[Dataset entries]
====================
PR #3746, opened 2024-04-11
Fix discovered undefined behavior cases

IvanSavenko:
Attempted to track recent AI and/or artifact-related crashes using gcc sanitizers. Was not able to catch those bugs specifically, but found few others.

Changes:
- enabled gcc 'hardening' flags to detect various memory corruption bugs in runtime. Not sure if they can be used on all platforms, will see what CI says. Linux distros often use these flags for all package builds, so should be safe.
- fixed use-after-free bug in EventDispatcher and in CPrologEpilogVideo
- fixed uninitialized variable in SelectionTab and in CBattleGameInterface

### DIFF
--- a/CMakeLists.txt
+++ b/CMakeLists.txt
@@ -393,8 +393,10 @@ if(CMAKE_CXX_COMPILER_ID STREQUAL "GNU" OR NOT WIN32)
 		set(CMAKE_CXX_FLAGS "${CMAKE_CXX_FLAGS} -Wno-error=array-bounds") # false positives in boost::multiarray during release build, keep as warning-only
 	endif()
 
-	# For gcc 14+ we can use -fhardened instead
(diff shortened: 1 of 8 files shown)


SoundSSGood:
> Was not able to catch those bugs specifically

To reproduce the situation with AI, use my [PR](https://github.com/vcmi/vcmi/pull/3739) and [save file](https://drive.google.com/file/d/1lmBKc84-Y0P2-Z03t6Nhw7ptw3ToROYi/view?usp=drive_link).

The AI will try to swap a simple artifact and a combined one. The server will reject this attempt because there are no free slots for the combined. So you should see the infinite loop.

IvanSavenko:
I was actually trying to catch that Android-specific crash on moving to backpack, which sound a lot like undefined behavior somewhere.

I assume you have not managed to reproduce / fix it yet?

PR #3748, opened 2024-04-11
Attempt to fix crash on moving artifact on Android

IvanSavenko:
After testing daily builds on Android I can confirm that crash comes from PR #3656
However I don't see any potentially dangerous changes in it. The only change that could have side-effects that I've found is replacement of std::vector with std::deque. Not a bad change, but perhaps we do some weird stuff with it, like assuming that its storage is continious. Or perhaps there is some bug with Android SDK since deque is very rarely used.


IvanSavenko:
And it works!

No idea what exactly wrong with deque, but I no longer have this crash on my phone.

PR #3751, opened 2024-04-11
Fix assertion failure with drag-and-drop cursor

### LINKED ISSUE #3740: Change cursor graphic assertion fails
**Describe the bug**
Assertion failed: dndObject == nullptr, file vcmi\client\gui\CursorHandler.cpp, line 66

**To Reproduce**
1. Start game
2. Open hero window
3. Pick up artifact
4. Click on backpack button
------------------
1. Start game in window mode
2. Open hero window
3. Pick up artifact
4. Click on close window button

**Expected behavior**
Assertion passes

**Actual behavior**
Assertion fails

**Version**
 - OS: [Windows, Linux]
 - Version: 1.5.0, Develop

IvanSavenko:
Artifact windows will now drop picked artifact on window deactivation instead of on destruction. Removed excessive call to setCursor since it is called before artifact windows can remove their dnd cursor. Cursor on message box still appears normally since it will be reset to pointer when new window is pushed on stack

- Fixes #3740

### DIFF
--- a/client/CMT.cpp
+++ b/client/CMT.cpp
@@ -502,8 +502,6 @@ void handleQuit(bool ask)
 		return;
 	}
 
-	CCS->curh->set(Cursor::Map::POINTER);
-
 	if (LOCPLINT)
 		LOCPLINT->showYesNoDialog(CGI->generaltexth->allTexts[69], quitApplication, nullptr);
 	else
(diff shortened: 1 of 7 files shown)


SoundSSGood:
@IvanSavenko This fix makes it impossible to transfer an artifact from the hero window to the backpack window. This is regression. I don't yet see how this can be done without assertion failure. Perhaps you can suggest other mechanisms on how to do this?

IvanSavenko:
@SoundSSGood 
Perhaps try this approach:
- in window destructor - drop artifact, as before my changes (but don't do anything related to cursor)
- in deactivate() call remove drag-and-drop cursor (but keep artifact in that transition slot)
- in activate() call restore drag-and-drop cursor if there is dragged artifact

Not sure how backpack window works right now - we might need to 'restore' cursor in it as well, on activate call, using artifact that was dragged while player was in hero window.

This should fix backpack bug and correctly restore cursor if some other dialog appears on top of hero window

PR #3759, opened 2024-04-12
creature/town description

### LINKED ISSUE #3735: Creature Biography
Add possybility to write biography for creatures.

**Additional context**
While clicking LMS on creature in creature window, small window would pop up with biography from json.

Laserlicht:
fixes  #3735

But without image for now. And also for towns.

If someone have fun to do this: We could also add biography and description for native creatures towns (can also be done with mod),

### DIFF
--- a/client/widgets/MiscWidgets.cpp
+++ b/client/widgets/MiscWidgets.cpp
@@ -466,6 +466,9 @@ void CInteractableTownTooltip::init(const CGTownInstance * town)
 			if(town->id == townId && town->builtBuildings.count(BuildingID::TAVERN))
 				LOCPLINT->showTavernWindow(town, nullptr, QueryID::NONE);
 		}
+	}, [&]{
+		if(!town->town->faction->getDescriptionTranslated().empty())
+			CRClickPopup::createAndPush(town->town->faction->getDescriptionTranslated());
 	});
 	fastMarket = std::make_shared<LRClickableArea>(Rect(143, 31, 30, 34), []()
 	{
--- a/client/windows/CCastleInterface.cpp
+++ b/client/windows/CCastleInterface.cpp
@@ -1349,6 +1349,9 @@ void CCastleInterface::recreateIcons()
 	{
 		if(town->builtBuildings.count(BuildingID::TAVERN))
 			LOCPLINT->showTavernWindow(town, nullptr, QueryID::NONE);
+	}, [&]{
+		if(!town->town->faction->getDescriptionTranslated().empty())
+			CRClickPopup::createAndPush(town->town->faction->getDescriptionTranslated());
 	});
 
 	creainfo.clear();
--- a/client/windows/CCreatureWindow.cpp
+++ b/client/windows/CCreatureWindow.cpp
@@ -22,6 +22,7 @@
 #include "../widgets/Images.h"
 #include "../widgets/TextControls.h"
 #include "../widgets/ObjectLists.h"
+#include "../windows/InfoWindows.h"
 #include "../gui/CGuiHandler.h"
 #include "../gui/Shortcut.h"
 
@@ -517,6 +518,10 @@ CStackWindow::MainSection::MainSection(CStackWindow * owner, int yOffset, bool s
 	};
 
 	animation = std::make_shared<CCreaturePic>(5, 41, parent->info->creature);
+	animationArea = std::make_shared<LRClickableArea>(Rect(5, 41, 100, 130), nullptr, [&]{
+		if(!parent->info->creature->getBiographyTranslated().empty())
+			CRClickPopup::createAndPush(parent->info->creature->getBiographyTranslated());
+	});
 
 	if(parent->info->stackNode != nullptr && parent->info->commander == nullptr)
 	{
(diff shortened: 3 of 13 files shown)


IvanSavenko:
What the point to be honest?
This is not H3 feature
This is not convenience feature

This is something that should be part of moddable UI and delegated to mods instead of more hacks that we need to support

dydzio0614:
There is one important problem with this feature - it interferes with (not yet implemented) WoG creature experience window which is also triggered by right click on portrait

Laserlicht:
I think the implementation is much cleaner this way than via mods. Also with the thought that everything has to be translatable.

It is very close to how the biography for the heroes is solved in VCMI (OH3 feature). Both in terms of the content of the configs and the in-game presentation. Currently implemented as right click popup as in OH3 with heroes.

And especially with mods, I find it interesting to see what the creator has thought about the creatures and cities. See, for example, the PDF for Ruins town, where there are already corresponding descriptions.

grafik
grafik

Already existing OH3 feature (heroes) for comparison:
grafik

IvanSavenko:
VCMI is open-source engine for Heroes of Might and Magic III.
Not a new game.
There are no creature or faction biographies in H3.

Might look nice, but then next modder asks for creature portraits. Next one - for creature animations on that screen. Next one will ask for actual pre-rendered video.
Same can be said about pretty much any feature that does not exists in H3. Should we implement all of them?

Another problem is that every such optional feature means that other towns/creatures need to handle it somehow.
Okay, Ruins author made such biographies. What about H3 towns? What about every other town made by modders for vcmi? What about every other town ported to vcmi, with Cove is most obvious example.

IMO right now this looks like half-done feature with "and let modders figure out" intent that provides no notable benefits to players. This should be reserved for extended modding functionality, whether it is moddable UI, scripting, or something else.

Laserlicht:
> Might look nice, but then next modder asks for creature portraits.

They already asked for. :D
But that's not really in line with OH3.

> Another problem is that every such optional feature means that other towns/creatures need to handle it somehow. Okay, Ruins author made such biographies. What about H3 towns? What about every other town made by modders for vcmi? What about every other town ported to vcmi, with Cove is most obvious example.

Yes, for not existing it shows: Nothing... Only for those with texts...

> IMO right now this looks like half-done feature with "and let modders figure out" intent that provides no notable benefits to players. This should be reserved for extended modding functionality, whether it is moddable UI, scripting, or something else.

Current implementation is in line with OH3 - so no images, moddable or something else. It's not clear why 3DO implemented it for heroes, but not for towns/creatures.

I'm neutral here. For me it's also okay to drop this. But it was requested and I found it would be a nice feature. Maybe also ask @edeksumo

dydzio0614:
i think this feature makes sense as heries 4, heroes 5 etc. include creature biographies, this is also common feature in many games. Would not hurt to have this kind of stuff implemented to the extent that is common in other games

IvanSavenko:
Implementing stuff because "it was requested" while we have hundreds of known bugs is the reason why we ended up with "buggy modding sandbox" status.

> i think this feature makes sense as heroes 4, heroes 5 etc. include creature biographies as well. 

H4 and H5 also have perks in addition to secondary skills, recruitment in map dwelling without hero present, heroes having more direct role in battles, and many more, not to mention features that are only in H4 or in H5. Should we also implement all of that?

Also - H3 has almost 150 creatures. Who is going to write biographies for them? Who is going to translate this mass of text in languages that we support? Or is this going to be another "let modders figure out" feature?

Laserlicht:
> Also - H3 has almost 150 creatures. Who is going to write biographies for them? Who is going to translate this mass of text in languages that we support? Or is this going to be another "let modders figure out" feature?

There could be a mod "biography and descriptions for OH3 creatures", that uses the descriptions from the manual and add it to the corresponding json elements:
https://heroes3wog.net/download/[Heroes%203]%20Restoration%20of%20Erathia%20Manual.pdf

Town description are good I think. Creatures are rather "functional".

DjWarmonger:
I think Laserlicht got the point - Originally all this info was provided in printed player manual, but nowdays no one has it and players need to learn everything from the game text.

From all the mods, extra text popups seem to be least harmful.

IvanSavenko:
Description from manual are not "biographies" but gameplay guide:
> Small, frail, and armed only with their
natural scratching claws, imps and
familiars are among the weakest units
in the game. They are, however,
produced in great numbers. When
familiars are on the battlefield, they
channel 20% of spell points spent by
enemy spellcasters directly into their
hero’s spell point pool.

"weakest units in the game" Not "weakest creature in Antagarich" or something like this.
They are often extremely short, like 1 sentence-long:
> Both types of demons are capable
hand-to-hand attack units

And are shared between upgrade and downgrade.

Compare that with lore-friendly descriptions of every unit in H5

dydzio0614:
@IvanSavenko check heroes 4 unit biographies :P

edeksumo:
@Laserlicht you know I noone here, but still thinks that is great. Vcmi lacks campaign editor, and such a feature gives modders just a little way to introduce them they fractions and units. And for OH stuff I think that at some point there will be some mad-man that will implement that.

dydzio0614:
@edeksumo campaign JSON format was introduced in VCMI 1.2 or 1.3 (not sure which), so campaigns are totally possible, just same case as with random map templates - you need to configure it via text

IvanSavenko:
> @IvanSavenko check heroes 4 unit biographies :P

Rather short, true, but they are still written in lore-friendly way. Don't see anything like "weakest units in game" or "the only shooter in town".

edeksumo:
@dydzio0614 you know, json is not as user friendly as editor.  And still it's easier to click on portrait rather than play whole campain to just to know that elves have long ears.

DjWarmonger:
I think we should give it a try, code looks rather harmless. At the end of the day it's just another in-game info.

Just rename "biography" to description, as this is confusing as Ivan pointed out.

Laserlicht:
> Just rename "biography" to description, as this is confusing as Ivan pointed out.

Renamed it

PR #3764, opened 2024-04-13
[CI] use macOS 13

kambala-decapitator:


Alexander-Wilms:
Should maybe one CI matrix entry keep using macOS 12, so a bigger range is covered? Like we do it with Ubuntu 20.04 and 22.04.

kambala-decapitator:
OS itself doesn't matter much, and the currently used toolchain (Xcode 14.2) is available on both 12 and 13. With 13 the runner image deprecation becomes more distant :)

PR #3786, opened 2024-04-17
Instant movement

IvanSavenko:
If player uses 'instant' movement speed, game will now send multiple movement requests at once, instead of waiting for server to confirm each of them.
This should help with multiplayer, where server confirmation delay is extremely noticeable due to ping.

As a side effect, it is no longer possible to stop movement with instant speed. 

There is still small delay between each move - around 20 ms in debug build, seems to be caused by UI updates. Might investigate it later, but should not be a problem in release builds

- Should alleviate #1133

### DIFF
--- a/AI/Nullkiller/AIGateway.cpp
+++ b/AI/Nullkiller/AIGateway.cpp
@@ -1216,7 +1216,7 @@ bool AIGateway::moveHeroToTile(int3 dst, HeroPtr h)
 	{
 		//FIXME: this assertion fails also if AI moves onto defeated guarded object
 		//assert(cb->getVisitableObjs(dst).size() > 1); //there's no point in revisiting tile where there is no visitable object
-		cb->moveHero(*h, h->convertFromVisitablePos(dst));
+		cb->moveHero(*h, h->convertFromVisitablePos(dst), false);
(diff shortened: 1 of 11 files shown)


dydzio0614:
is this finished? because for now it will work unconditionally no matter if it is singleplayer game where likelihood of going over event increases a lot etc.

IvanSavenko:
Well, it helps a bit with speed in SP as well.
Probably should add handling for events. Oh, and need to check garrisons

dydzio0614:
there are also keymaster gates, and in hota there are quest gates...

IvanSavenko:
Slightly changed / expanded approach.
Now:
- non-instant movement speeds work as before
- instant movement speed will use batched / instant movement requests IF this is possible, and switch to 'standard' movement if batched movement may not be possible.

So if hero path goes through events / garrisons / teleporter, game will use 1st batch to reach such object, wait for object visit (if any) to proceed, like non-batched movement does, and then submit 2nd batch to finish movement

dydzio0614:
Based on code only it looks OK

To get people to test this we will need to merge first

dydzio0614:
If movement stops permanently in singleplayer after reaching border guard, monolith etc. it may be unwanted though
====================
[What the task requires]: Your task is to return each line of the data above that contains the string "extended".

[Written reply]:
IMO right now this looks like half-done feature with "and let modders figure out" intent that provides no notable benefits to players. This should be reserved for extended modding functionality, whether it is moddable UI, scripting, or something else.
> IMO right now this looks like half-done feature with "and let modders figure out" intent that provides no notable benefits to players. This should be reserved for extended modding functionality, whether it is moddable UI, scripting, or something else.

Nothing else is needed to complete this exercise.